1. Field of the Invention
The present invention generally relates to a complementary metal oxide semiconductor (CMOS) device and a method of forming the same. More particularly, the present invention relates to a CMOS device comprising single diffusion break (SDB) structures having different stresses and a method of forming the same.
2. Description of the Prior Art
In advanced semiconductor technology, fin field effect transistors (Fin FET) have taken the place of traditional planar transistors and become the mainstream of development. Generally, at the beginning of forming fin FETs, trenches are formed in a semiconductor substrate by at least a patterning processes, such as a photolithograph-etching process (PEP) to transfer the layout pattern to the semiconductor substrate and a plurality of fin structures are defined in the semiconductor substrate by the trenches. The trenches are then filled with an insulating dielectric material to form an isolation structure between the fin structures. A fin recess process is performed to recess the insulating dielectric material to expose the top surface and the upper sidewall of the fin structures. Afterward, a gate process is performed to form the gate structures striding across the fin structures, wherein the overlapping regions of the fin structures and the gate structures are the channel regions of the fin FETs.

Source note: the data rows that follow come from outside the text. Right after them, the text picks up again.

Issue #190, opened 2026-06-12
memory: idle-triggered /compact + fallback /clear with Agent/Todo state persistence to bound accumulated history cost


IS908:
## Background

The plugin's Claude Code main loop is a single long-running interactive session shared by every chat / thread / cronjob. Conversation history accumulates indefinitely until Claude Code's built-in auto-compaction kicks in near context limits. By that point the megasession may already carry tens of thousands of tokens of stale memory_context, replies to long-resolved questions, and Agent / TodoWrite state from finished tasks.

After a > 5 min idle gap the next inbound pays cache-write (~125% of input price) on the entire accumulated payload. Even with #189 (per-turn injection trimming) shrinking the per-turn slab, the **already-committed** history is fixed once written.

## Problem

We want a way to actively shrink already-accumulated history at safe boundaries (idle moments when nothing is in flight) rather than wait for context-limit auto-compaction. Concretely:

- 30 min idle → trigger \`/compact\` (Claude Code's built-in summarization) so the next burst pays cache write on a compressed payload instead of full history
- 6 h idle OR token-usage > threshold → trigger \`/clear\` (full reset) and rely on memory_context to re-establish grounding next turn
- Both branches must **preserve in-flight state**: Agent processes, TodoWrite items, pending plan steps, partially-prepared replies — otherwise we trade tokens for silently orphaned work

## Proposed flow

State machine, all configurable, defaults preserve current behavior:

\`\`\`
on tick (every N seconds):
  if any chat has pending Stop-hook obligation        → skip   (work in flight)
  if any cronjob currently executing                  → skip
  if any Agent process spawned and not yet completed  → skip
  if idle < LARK_IDLE_COMPACT_MS (default 30m)        → skip
  if idle >= LARK_IDLE_CLEAR_MS (default 6h)
     OR session_tokens > LARK_TOKEN_CLEAR_THRESHOLD   → CLEAR branch
  else                                                → COMPACT branch

COMPACT branch:
  snapshot in-flight state (Todos, pending Agents, plan) to ~/.claude/channels/lark/session-state.json
  inject /compact into main loop
  log to audit
  next inbound: enrichWithMemory adds a session_restore block summarising the snapshot

CLEAR branch:
  snapshot all of the above
  inject /clear into main loop
  log to audit
  next inbound: session_restore block is injected as a HOT memory_context section
  state file is removed after Claude acknowledges restoration
\`\`\`

### State snapshot contents (best-effort)

[...]

PR #191, opened 2026-06-12
feat(memory): content-hash dedup of memory_context injection on hot threads (v1.3.0, closes #189)

### LINKED ISSUE #189: memory: reduce per-turn memory_context injection on thread follow-ups to cut accumulated history token cost
## Background

`LarkChannel.enrichWithMemory` (src/channel.ts:1475) currently injects the same shape of `<memory_context>` envelope on **every inbound message**:

1. `profile` (self) — always loaded, full content (both public + private tiers since caller == owner)
2. `mentioned_profile` (each @-mention) — always loaded, public tier only
3. `thread_episode` × N — semantic search filtered by `LARK_MIN_SEARCH_SCORE` (default 0.3), capped at `LARK_MAX_SEARCH_RESULTS` (default 2), each capped at `LARK_EPISODE_INJECT_CAP_BYTES` (default 2 KB)
4. `chat_episode` × N — same caps
5. `skill` × N — same caps

The injection runs on the Claude Code main loop's interactive session (single long-running REPL). The main loop already keeps prior turns in its conversation history, so on a thread follow-up the **previous turn's memory_context is still in context** — re-injecting nearly-identical blocks on the next turn is mostly duplication that lands in cache writes whenever the 5-minute prompt-cache TTL expires.

## Problem

Multi-turn cost on the plugin's shared megasession is dominated by accumulated history (every prior turn's memory_context + user text + assistant reply stays in the conversation array). After a > 5 min idle gap, the next turn pays cache-write (~125% of input price) on the entire accumulated payload. Memory_context contributes a fixed-ish slab to every turn that we can shrink without losing semantic value, because **the LLM already saw it on the prior turn**.

Concrete back-of-envelope on a typical follow-up turn in this repo's P2P bot:
- profile (self, both tiers): ~1.5–3 KB
- 2 thread_episodes (capped at 2 KB each): up to 4 KB
- 2 chat_episodes (capped at 2 KB each): up to 4 KB
- 2 skills with description: ~0.5 KB
- envelope overhead + preamble: ~0.5 KB

→ ~7–10 KB per turn just for memory_context, repeated each turn, all of it sitting in conversation history forever (until Claude Code auto-compaction kicks in).

Over 20 thread turns this is ~150–200 KB of mostly-redundant injection that the model already saw early in the thread.

## Current behavior

- `enrichWithMemory` does the same full injection on every turn regardless of:
  - Whether the prior turn (same thread, same user) just received the same blocks
  - Whether `msg.threadId` is set (we always also inject chat-wide episodes, even when thread context is more relevant)
  - Whether the message looks like an operational query (skills useful) vs a Q&A follow-up (skills mostly noise)
- Knobs that exist today: `LARK_MIN_SEARCH_SCORE`, `LARK_MAX_SEARCH_RESULTS`, `LARK_EPISODE_INJECT_CAP_BYTES` — all global, all time-invariant.

## Proposed direction

Add **context-aware injection** that downscales memory_context when the same conversation thread is hot. Strawman:

### 1. Follow-up suppression on hot threads

If the current inbound is a follow-up in an active thread (same `chat_id` + `thread_id`, prior inbound less than \`LARK_MEMORY_FOLLOWUP_WINDOW_MS\` ago — proposed default 5 min, aligned with prompt-cache TTL), skip or shrink redundant blocks:

| Block | First turn in thread | Follow-up (within window) |
|---|---|---|
| profile (self) | full | omit (already in conversation history) |
| mentioned_profile | full | omit |
| thread_episode | top-N | omit (the running conversation IS the thread context) |
| chat_episode | top-N | top-1 only, and only if score > stricter cutoff |
| skill | top-N | omit unless current message has obvious operational intent (keyword filter) |

The first turn in a thread bears full memory_context to establish grounding; subsequent turns rely on the conversation-history copy that's already in cache.

### 2. Thread-scope vs chat-scope episode trimming

When `msg.threadId` is set, the user is clearly in a focused sub-conversation. Reduce `chat_episode` injection to top-1 (or drop entirely) when at least one `thread_episode` survives the score filter — the wider chat history is much less likely to be relevant than the thread's own past.

### 3. Skill injection becomes opt-in by query signal

Skills are only useful when the user is asking the bot to *do* something. For pure Q&A / discussion turns they are noise that costs tokens every turn. Heuristic: inject skills only when the inbound contains operational triggers (imperative verbs, slash patterns, tool/CLI mentions, attachment refs) OR explicit \`/skill\` invocation — otherwise skip.

### 4. New knobs (all backward-compatible)

- \`LARK_MEMORY_FOLLOWUP_WINDOW_MS\` — default 300_000 (5 min); 0 disables follow-up suppression
- \`LARK_MEMORY_THREAD_PRIORITIZE\` — default true; when set, thread_episode hits cause chat_episode count to drop
- \`LARK_MEMORY_SKILLS_OPT_IN\` — default false (preserve current behavior); when true, skills are only injected on operational-signal turns

Roll out behind flags so the cost/benefit can be measured per-deployment before flipping defaults.

## Open questions

1. **Where to track \"prior inbound timestamp per thread\"?** Easiest: in-memory map keyed by \`\${chatId}:\${threadId}\`, populated by \`handleMessageEvent\`. Loses state across restarts — acceptable since this is a cost-optimization, not correctness.

2. **What's the right \"operational signal\" heuristic for #3?** Initial candidates: matches \`/skill_name\`, contains imperative verbs in \`en|zh\` whitelist, contains a CLI/tool token. Want this to be precision-leaning (false negative → carry skills like today; false positive → save nothing). Worth a separate spike if we land here.

3. **Should self-profile injection be \"diff only\" instead of full?** I.e., on follow-up, inject only profile lines that changed since the prior turn. More complex (need diff state) but maximizes savings if profile is large and stable.

4. **Do we want a per-turn budget cap?** Hard cap total injected memory_context bytes per turn at e.g. \`LARK_MEMORY_INJECT_BUDGET_BYTES\`, prioritizing profile > thread_episode > chat_episode > skill. Simple, predictable, complements the per-section caps.

5. **Interaction with `<memory_context>` security envelope.** Reducing injection must not weaken the envelope's untrusted-data marker — every block we *do* inject still needs the envelope, no exceptions on the \"fast path\".

## Non-goals

- Per-thread session isolation (separate architectural change, would require a much bigger refactor — out of scope for this issue).
- Replacing memory_context with retrieval-augmented summarization (different design discussion).
- Modifying the buffer / distiller flush behavior.

## References

- src/channel.ts:1475 (\`enrichWithMemory\`)
- src/config.ts:162-175 (current memory caps)
- src/memory/file.ts (\`searchEpisodes\`, \`searchSkills\`)

IS908:
Closes #189.

Implements the redesign agreed in the [#189 discussion](https://github.com/IS908/claude-lark-plugin/issues/189#issuecomment-4691146806): a single **content-hash dedup** mechanism replaces the original per-block-type follow-up rules table.

## What changed

`enrichWithMemory` used to inject the same-shaped `<memory_context>` slab (~7–10 KB: profile, mentioned profiles, episodes, skills) on **every** inbound message. On a hot thread the prior turn's copy is still in the main loop's conversation history, so re-injection was pure duplication accumulating in history until compaction.

Now each candidate block carries a stable `dedupKey` and is injected **iff**:
- the key was never seen in the `(chatId, threadId)` scope, OR
- its content hash changed, OR
- its last injection is older than `LARK_MEMORY_DEDUP_WINDOW_MS` (default **30 min**, `0` disables → exact pre-1.3.0 behavior).

## Design decisions (mapped to the issue discussion)

| Discussion point | Implementation |
|---|---|
| #1 hash dedup replaces rules table | `EnrichmentDedup.filter()` in [src/enrichment-dedup.ts](../blob/feat/189-enrichment-dedup/src/enrichment-dedup.ts) — one mechanism, no per-type rules |
| #2 window ≫ 5 min + stubs | Default 30 min (rationale in config comment: precondition is "copy still in history", not cache TTL). Suppressed `profile`/`mentioned_profile` render a ~150-byte envelope-wrapped `unchanged` stub so omission ≠ "no profile exists"; episodes/skills omit silently |
| #3 group multi-user hole | `dedupKey` embeds profile owner id — B's first message in a hot thread injects B's profile while A's stays suppressed (smoke case 7) |
| #4 setCaller ordering trap | Avoided entirely: dedup keeps its own state, no IdentitySession coupling |
| #5 skill intent classifier → dedup | Same-slug skill suppressed within window via `skill:<slug>` key; intent gating deferred |
| #7 measurement hook | Per-turn `[enrich-dedup]` line in debug.log: injected/suppressed counts + bytes + stubs |
| open Q3 (profile diff) | Subsumed: hash unchanged → skip; changed → full re-inject |
| open Q5 (envelope security) | Every emitted part **including stubs** goes through `wrapEnrichmentSection` — no #114 exceptions on the suppressed path (smoke cases 11/13) |

**Absolute TTL, not sliding**: suppression never refreshes the injection timestamp, so a continuously-hot thread still re-grounds every block once per window. This bounds staleness against Claude-Code-side compaction / `/clear` / restart, which the plugin cannot observe (per the [#190 feasibility verification](https://github.com/IS908/claude-lark-plugin/issues/190#issuecomment-4691202188)). Smoke case 5 locks this in.

State is in-memory only (LRU: 2000 scopes × 64 keys); plugin restart ⇒ full re-injection — the desired recovery semantics for issue open Q1.

## Scope notes

- Doc-comment and cronjob paths are unaffected (they don't run `enrichWithMemory`).
- Deferred as orthogonal until the measurement hook shows need: thread-prioritized chat-episode trimming (`LARK_MEMORY_THREAD_PRIORITIZE`), per-turn byte budget (open Q4).
- Default behavior changes (dedup ON at 30 min). Opt-out: `LARK_MEMORY_DEDUP_WINDOW_MS=0` — flagged in CHANGELOG migration notes.

## Verification

- `npm test` — full suite green, including the new `scripts/enrichment-dedup-smoke.ts` (14 cases: disable switch, hash-change re-inject, window expiry, absolute-TTL semantics, scope isolation, group multi-user keying, LRU eviction, ordering, stub-through-envelope incl. hostile label, silent episode omission).
- `bash scripts/check-doc-surfaces.sh` — `LARK_MEMORY_DEDUP_WINDOW_MS` documented in both READMEs; remaining flags are pre-existing drift on `main` (`LARK_NAME_CACHE_*`, `LARK_PROFILE_DISTILL_*`).


IS908:
## Review loop summary (3 rounds, per pre-merge process)

**Round 1 — self-review after dry-run** (`npm run start -- --dry-run` ✅): found 2 issues, fixed:
- `filter()` recorded injections before forwarding, with no recovery if the forward failed → added `invalidateScope` + try/catch in the enqueue callback.
- Hash truncation widened 64 → 128 bit.

**Round 2 — two independent review agents (correctness/concurrency + security)**, 1 major + 7 minor/nit, all fixed:
1. **[major]** Round-1's catch was dead code for transport errors — the index.ts handler swallows notification failures and returns normally. Fixed via the `MessageHandler → Promise<void | boolean>` contract: handler returns `false` on swallowed failure, IM path invalidates; the doc-comment / reaction / flush call sites ignore the return value and are untouched.
2. Inner-cap eviction would evict the always-suppressed profile entry first → suppressed hits now refresh insertion position (absolute TTL untouched, smoke 17).
3. Duplicate `@X @X` produced a same-turn self-referential stub → mentions deduped by open_id.
4. Vacuous stub-label assertion → exact `label="self:ou_a · unchanged"` check.
5. Inner cap / boundary untested → cap made injectable, smoke 17/18 added.
6. Stats overstated savings → `RenderStats.stubBytes`, debug line reports stub overhead.
7. Scope-key `#` shape could theoretically alias differently than the queue's `::` partition → aligned to MessageQueue's exact key shape.
8. Window unbounded (`9e15` ⇒ never re-ground) → clamped to 24 h; `<= 0` now logs a stderr breadcrumb.

Security review verdict: no critical/major — suppression provably limited to byte-identical re-injection, keys bound to server-resolved identities, every degradation path (eviction/invalidation/config error) fails toward re-injection, never false suppression. Two **pre-existing** `prompts.ts` hardening items (whitespace-variant close tags in `escapeEnvelopeBody`, label newline stripping) exist on `main` and are deliberately out of scope — tracked separately.

**Round 3 — fix-delta verification (fresh agent)**: verdict functionally CLEAN; 2 stale comments corrected. Hand-traced the Map insertion orders for smoke 17, exhaustively enumerated filter→invalidate paths for the delivery contract, confirmed boundary semantics are pinned by smoke 18.

Final state: `npm test` 113/113 ✅ (smoke now 18 cases), typecheck ✅, dry-run ✅, doc-surface drift check shows only pre-existing items.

It is well-known in the art that stresses such as compressive stress and tensile stress may have influences on device performance. A certain type of stress is usually applied on the devices by forming, for example, strained silicon in the source/drain region, or forming stressor layers such as a spacer layer or a contact etching stop layer (CESL) comprising proper stress directly covering the gate structure. However, for a complementary metal oxide semiconductor (CMOS) device comprising devices having complementary conductivities, introducing a compressive stress may improve the performance of the P-type device, but may adversely decrease the performance of the N-type device. On the other hand, introducing a tensile stress may improve the performance of the N-type device, but may adversely decrease the performance of the P-type device.
In light of the above, there is still a need in the field to provide a novel CMOS device wherein different stresses may be introduced in different areas to respectively improve the performance of the devices according to their conductivities.